Aqui, ele se vê também um pouco contido pela repetição dos mesmos interiores. Sempre contudo que alguém vai para a rua, a sua câmara se agiganta, mediante tomadas de indiscutível riqueza plástica. São os edifícios, os logradouros públicos, a noite fria e a rua nevada etc. Já dentro do apartamento, procura sempre variar os planos, conferir ao cinemascópio uma dinamização, através da criação de um pequeno foco de atenção em cada parte da tela. Para tal, principalmente, joga com precisão os movimentos de cabeça dos atores. Lloyd Nolan, o mais seguro, lida com um papel já excessivamente repisado, e sem a menor variação, dentro do cinema ianque. Don Murray não é um bom tipo mas está excelentemente bem dirigido. Franciosa sai-se bem do papel mais ingrato e Marie Saint muito firme, ainda melhor que em “Sindicato de Ladrões”.

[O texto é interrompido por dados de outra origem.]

Issue #754, opened 2026-07-27
SPA new-version awareness: prompt to refresh from /api/app-info — Phase 2 (follow-up of #743)


gitchrisqueen:
## Why

Follow-up of #743, which shipped the two halves that stop a stale-chunk failure from being visible:
old-build asset retention (`api/spa_assets.py`) and a single silent reload with a loop guard
(`ui/src/utils/chunkReload.ts`). Both are **reactive** — they fire once something has already failed
to load.

The remaining piece is the third, explicitly optional item from #743:

> **3. Optional (nice-to-have): new-version awareness** — the SPA already has `/api/app-info`; a
> light poll could show 'New version available — refresh' proactively, turning a surprise error into
> an expected prompt.

Worth doing because releases batch **4x daily** (05/11/17/23 UTC): a long-lived tab is routinely
several builds behind, and a proactive prompt is a better experience than an invisible reload the
user did not ask for — and it also covers the case where a stale tab keeps *working* but is running
old client code against a newer API.

## Scope

- Poll `/api/app-info` on a slow interval (and on tab focus — a backgrounded tab should not poll).
- Compare against the version the bundle booted with; when it differs, render the same
  `NewVersionNotice` surface #743 added (do NOT add a second banner component) with a "Refresh" action.
- Never force a reload: this half is a PROMPT. The automatic reload stays owned by
  `chunkReload.ts`, and the two must not both fire.
- Keep it quiet when `/api/app-info` is unreachable or returns no version — an unknown version is
  never "new".

## Acceptance

- [x] A version change reported by `/api/app-info` surfaces the refresh prompt without any chunk
      having failed.
- [x] An identical version, an unreachable endpoint, or a missing/blank version surfaces nothing.
- [x] Polling is bounded (interval + no polling while the tab is hidden) — unit tested with fake timers.
- [x] The prompt reuses `NewVersionNotice`; no duplicate banner and no double-reload with #743's handler.
- [x] Unit tests (vitest) for the hook and the notice wiring.

Prior art in this repo: `docs/zero-downtime-deploys.md` § "Stale lazy chunks in already-open tabs".

PR #755, opened 2026-07-27
fix(ui): recover from stale lazy chunks after a deploy (closes #743)

### LINKED ISSUE #743: SPA breaks after every deploy: stale lazy-loaded chunks 404 ('Failed to fetch dynamically imported module') — needs reload-on-chunk-error + old-asset retention
## Reproduced from a real owner report (2026-07-27)
Clicking **Train New Avatar** failed with:
```
Failed to fetch dynamically imported module:
https://lem.christopherqueenconsulting.com/assets/jszip.min-BZWDyCXg.js
```

## Diagnosis — server side is healthy; this is the classic SPA-deploy chunk gap
- The requested hash `jszip.min-BZWDyCXg.js` **404s**; the build currently deployed ships `jszip.min-B8bT8jVo.js`, which **200s**.
- Both blue and green colors serve the SAME build (checked) — so this is NOT a blue/green mismatch.
- Cache headers are already correct: `index.html` is `no-store` (`cf-cache-status: BYPASS`), hashed assets are `immutable, max-age=31536000`.
- Cause: the browser tab was loaded BEFORE a deploy. Its in-memory module graph references the previous build's chunk hashes. A lazily-imported chunk (jszip, used by the avatar flow) is only fetched when the user triggers the feature — by which time the new image has replaced the old build's files, so the old hash is gone.

**A hard refresh fixes it, but users should never be expected to know that.** This is now a frequent failure: releases batch **4x daily** (05/11/17/23 UTC) and today alone shipped 4 versions. Any tab open across a release loses every not-yet-loaded lazy chunk — avatar training, carousel/PDF paths, charts, anything code-split. It presents as 'the feature is broken', not 'reload me'.

## Fix (both halves — they solve different windows)
**1. SPA: recover automatically from a chunk-load failure (essential, cheap)**
- Listen for Vite's `vite:preloadError` on `window` and for rejected dynamic imports; on failure, reload once to pick up the new `index.html` (which is `no-store`, so a reload always lands on the current build).
- Guard against reload loops: set a `sessionStorage` marker before reloading and, if it is already set, surface a clear message ('A new version was released — please refresh') instead of looping.
- Route-level `React.lazy` boundaries should use the same handler so a failed route chunk self-heals rather than showing a blank/error panel.

**2. Server: retain the previous builds' assets so in-flight sessions keep working (removes the reload entirely in most cases)**
- Keep the last N releases' `dist/assets` available so an old hash still resolves. Options for the agent to weigh: a shared assets volume that each deploy adds (not replaces) files into, with pruning beyond N releases; or an nginx `try_files`/fallback for `/assets/` misses into an archive directory. Must not break the immutable-cache contract (hashed filenames are unique, so serving an old hash is always safe).
- The deploy script (`scripts/deploy.sh`) is the natural place to sync/prune the archive; keep it idempotent and never let archive maintenance fail a deploy.

**3. Optional (nice-to-have): new-version awareness** — the SPA already has `/api/app-info`; a light poll could show 'New version available — refresh' proactively, turning a surprise error into an expected prompt.

## Acceptance
- Simulate the failure in a test (mock a dynamic import rejection) and assert exactly one reload attempt plus the loop guard.
- After the fix, a tab loaded pre-deploy that triggers a lazy feature post-deploy either loads the chunk (asset retention) or silently self-heals with one reload — no user-visible error.
- Unit tests for the handler; deploy-script change covered by the existing deploy tests.
- Verify no regression to the `no-store` index / immutable-asset headers.

## Context
Frequency is a direct consequence of the (good) 4x-daily zero-downtime release cadence — `docs/zero-downtime-deploys.md`. Prior related work: the Cloudflare stale-`index.html` fix (no-store) already shipped; this is the *chunk* half of the same problem class.

gitchrisqueen:
## What & why

A browser tab holds the **content-hashed chunk filenames of the build it loaded**, and a code-split
chunk (jszip in avatar training, any `React.lazy` route) is only fetched when the user triggers the
feature. Releases batch 4x daily, so a tab open across one asks for a hash the new image no longer
has — the request 404s and it presents as *"the feature is broken"*, not *"reload me"*. That is the
owner-reported `jszip.min-BZWDyCXg.js` failure in #743.

Two layers, because they cover different windows.

### 1. Asset retention — most users see nothing (`src/cqc_lem/api/spa_assets.py`)

Both prod colors mount a named `spa_asset_archive` volume at `SPA_ASSET_ARCHIVE_DIR`. Each FastAPI
container syncs its own `ui/dist/assets` into it at startup, keeps `SPA_ASSET_ARCHIVE_KEEP` builds
(default **5** — more than a day of releases) and serves a live-bundle miss out of the archive
(`ArchivedStaticFiles`). Serving an old hash is safe by construction: a content-hashed name resolves
to exactly one file forever, so the `immutable` cache contract is **preserved, not weakened**.

The archive is identified by the build's own file list, so a restart is not a new generation and a
**rollback re-deploy** of a build the archive already knows is not duplicated. Pruning only deletes
files no retained generation references, so a chunk unchanged across releases survives its first
build being pruned. Manifest is written before the prune, and both file copies and the manifest are
atomic (`os.replace`) — the other color may be serving that directory, and a half-written chunk the
browser caches `immutable` is worse than a missing one.

**Where it does NOT live: `deploy.sh`.** #743 offered a shared volume or an nginx archive fallback,
with deploy.sh syncing/pruning, and required that "archive maintenance never fail a deploy". Doing
it at container startup gets that property for free — it is idempotent, it runs on the new color
*before* the flip, it covers both colors and the rollback path with no shell, and a container that
cannot write the volume logs a warning and serves the live bundle only. So there is **no deploy-script
change** in this PR; the equivalent invariant (both colors mount the same named volume + set the env
var) is asserted in `TestProdComposeWiring` instead — nothing in the app fails when that wiring is
missing, retention just silently stops, and the only symptom would be this bug coming back.

### 2. One silent reload — the fallback for anything older (`src/cqc_lem/ui/src/utils/chunkReload.ts`)

`index.html` is `no-store`, so one reload always lands on the current build. The loop guard is a
`sessionStorage` marker: one reload per minute, and **a tab that cannot PERSIST the marker never
reloads at all** — with no way to remember an attempt there is no way to stop a loop, so it shows the
message instead. A blocked second failure dispatches to `NewVersionNotice` ("A new version was
released — please refresh" + a Refresh button).

react-query and error boundaries **catch** these rejections, so the window-level
`vite:preloadError` / `unhandledrejection` handlers alone would never see the jszip failure — hence
`importWithChunkRecovery` wrapping the avatar-training import, and `lazyWithChunkRecovery` for route
chunks. The error message every browser spells differently is matched on text (Chrome / Safari /
`ChunkLoadError` / `Unable to preload CSS`); an unrelated rejection is left entirely alone.

## Testing

- `tests/unit/api/test_spa_asset_archive.py` — 26 tests: sync, retention across builds, pruning
  (incl. a shared chunk surviving), restart/rollback idempotence, corrupt manifest, unusable archive
  (must never raise — the API has to start), path-traversal rejection, live-bundle vs archive
  serving, and the header contracts (`no-store` shell, `immutable` assets, incl. the archive
  fallback). Full suite: **8005 passed**.
- `src/cqc_lem/ui/src/utils/chunkReload.test.tsx` — 21 tests: exactly one reload then blocked, the
  marker surviving the reload that wipes module state, cooldown expiry, the storage-denied path,
  non-chunk errors untouched, both window listeners, `lazyWithChunkRecovery` rendering and
  recovering, and the notice. Full UI suite: **207 passed**; `npm run lint` clean on the touched
  files; `npm run build` green.

## Deploy note

The new `spa_asset_archive` volume is created by compose on the next deploy — no manual step, no new
key required in `/opt/lem/.env` (the env var is set in `docker-compose.prod.yml`, so `check_env.sh`
is unaffected). Retention starts with the first release that ships this, so the first deploy after
merge still has only one build archived.

## Scope

Closes #743 — every acceptance criterion is covered above. #743's item 3 was explicitly marked
*optional (nice-to-have)* and is not an acceptance criterion; it is filed rather than left in prose.

Follow-up: #754 (proactive "new version available" prompt from `/api/app-info`)


gitchrisqueen:

- **Offline tab reloaded away (`ui/src/utils/chunkReload.ts`)**: a dynamic import that fails because the tab is OFFLINE reports the *same* message a stale chunk does (`Failed to fetch dynamically imported module`), and `vite:preloadError` names no cause at all — so both entry points treated a dropped connection as a deploy. `index.html` is `no-store`, so that reload cannot re-fetch the shell: it replaced a working app with the browser's offline page, strictly worse than the error it was recovering from. Fixed: `navigator.onLine === false` (the only direction that flag is trustworthy) now returns `ignored`, so the original rejection goes back to the caller's error UI (the avatar-training mutation renders it) and heals itself when the connection returns, and the preloadError handler leaves Vite's default rethrow in place exactly as it did pre-#743. +2 tests (209 UI tests pass), `docs/zero-downtime-deploys.md` + the CLAUDE.md bullet updated.

Verified, no finding:
- **Path traversal** — `archived_asset_path` realpath-containment holds behind Starlette's own `normpath`; the manifest is unservable; `..`/absolute/backslash/empty-segment all rejected.
- **Header contracts** — archive fallback still `immutable`, shell still `no-store`; probed a real request: HEAD returns headers-only and `Range` returns 206 through `FileResponse`, and nested `assets/sub/*.js` archives and serves (both work, neither is in the suite).
- **A genuinely missing chunk still 404s** and does NOT fall through to the SPA catch-all — a Mount matches FULL, so the browser never gets HTML for a JS import.
- **Volume permissions** — the #155 assets-volume class of bug does not apply: `web_api_*` runs as root, so the new root-owned named volume is writable. Both colors inherit the mount + env via the `&web_api` anchor.
- **Deploy preflight** — `check_env.sh` reads `.env.prod.example`, not the `.env.example` this PR adds keys to, so it cannot fail a deploy.
- **The archive actually gets the request** — the prod nginx edge proxies `/` wholesale to the active color; nothing serves `/assets` ahead of FastAPI.
- **Rollback ordering** — re-syncing a previously-archived build re-promotes it to newest, which is correct: after `rollback.sh` that build IS live.
- **Close honesty** — `Closes #743` is covered; the optional item 3 is filed as #754, linked in the body and commented on the issue.

Unrelated to this PR: `E2E Tests` fails on `redis.exceptions.ConnectionError: Error 111 connecting to localhost:6379` in `test_carousel_video_post_e2e.py` — an environment gap in a non-required check, untouched by this diff.

gitchrisqueen:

A música de Bernard Herrman valoriza algumas seqüências; noutras permanece convencional.
Os coadjuvantes com seus respectivos apelidos, reforçam a já imensa galeria de personagens sádico-neuróticos de Hollywood. No presente caso, não deixa mesmo de haver uma certa dissonância na marcação excessiva dos temperamentos, principalmente levando-se em consideração que a sua função no decorrer da trama central, apresenta um aspecto excessivamente marginal.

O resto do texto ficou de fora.